Every business should give serious consideration to how the company would deal with the death, disability, or departure of one of the owners. Like a will, a buy-sell agreement (also known as a business continuity or business operating contract) spells out how to distribute assets and other business interests should an owner quit, become disabled, or die.
Without such an agreement, complications arising from ownership succession may capsize an otherwise thriving company. The remaining owners might be forced to share management and profits with unskilled or contentious outsiders. They may be embroiled in legal disputes over business assets and liabilities. A firm's internal squabbles may spill over to customer service, resulting in lost sales. If the firm's ownership seems doubtful or its future uncertain, creditors might accelerate collection efforts, bringing unwanted pressure on company resources.

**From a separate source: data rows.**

PR #877, opened 2022-04-26
refactor(word): extract wordlist filter in separate method

xDivisionByZerox:
Refactor shared logic in the word module in a separate function.

Designed in #589.

### DIFF
--- a/src/word.ts
+++ b/src/word.ts
@@ -1,6 +1,31 @@
 import type { Faker } from '.';
 
 /**
+ * Filters a string array for values with a specific length.
+ * If length is not provided or no values with this length there found a copy of the original array is returned.
+ *
+ * @param options The options to provide
+ * @param options.wordList A list of word to filter
+ * @param options.length The exact length words should have
+ */
+function filterWordListByLength(options: {
+  wordList: string[];
+  length?: number;
+}): string[] {
+  if (!length) {
+    return options.wordList;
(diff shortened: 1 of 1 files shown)


ST-DDT (approved):

src/word.ts
```diff
@@ -1,5 +1,30 @@
...
+    return options.wordList;
+  }
+
+  const wordListWithLengthFilter = options.wordList.filter(
+    (word) => word.length === options.length
+  );
+
+  return wordListWithLengthFilter.length > 0
+    ? wordListWithLengthFilter
+    : [...options.wordList];
```
ST-DDT, line 25: Why do you create a copy here?

xDivisionByZerox: I guess just a default thing I do to ensure that you don't accidentally mutate an existing object. this for example:
```
const myArr= ['a', 'b', 'c'];
const myResult = filterWordListByLength({
    wordList: myArray,
    length: 0,
});
cons lastElement = myResult.pop(); // mutates myResult array by removing the last element

console.log(lastElement); // 'c'
console.log(myResult) // ['a', 'b'] - as expected
console.log(myArr) // ['a', 'b'] - not expected since we never touched myArr
```

ST-DDT (approved):

Shinigami92 (approved):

The possible death of the owner isn't the only reason to prepare a buy-sell agreement. Sometimes an owner voluntarily decides to leave the company. He or she may want to pursue another business opportunity, a change of climate, a different professional relationship, or a well-earned retirement. By providing a mechanism for assessing a firm's value and ensuring that all parties are treated equitably, a carefully crafted operating agreement will facilitate that kind of transition as well.
At a minimum, a buy-sell agreement should cover the following:
- Triggering events. What happens if an owner dies, becomes disabled, or leaves the company? What happens if he or she files for divorce or is caught skimming profits? The operating agreement should spell out the company's response to such events, including how the remaining owners will transfer assets, control stock ownership, and secure voting rights.
- Valuation. The agreement should lay out how the business will be valued should a triggering event occur. For example, it might include a specific price for the owner's interest or specify a formula for determining a company's value. It might even name a specific firm to conduct the valuation. If the triggering event is the death of an owner, the buy/sell agreement might also guarantee a specific lump sum to be paid to the deceased owner's estate.
- Buyout method. If one owner leaves the firm, becomes disabled, or dies, the agreement should contain provisions specifying how remaining owners will buy out the interest of that partner. (In many cases, owners use life or disability insurance proceeds to fund a buyout.)
To ensure that the buy-sell agreement remains relevant and up to date, owners should review it periodically and revise it as needed.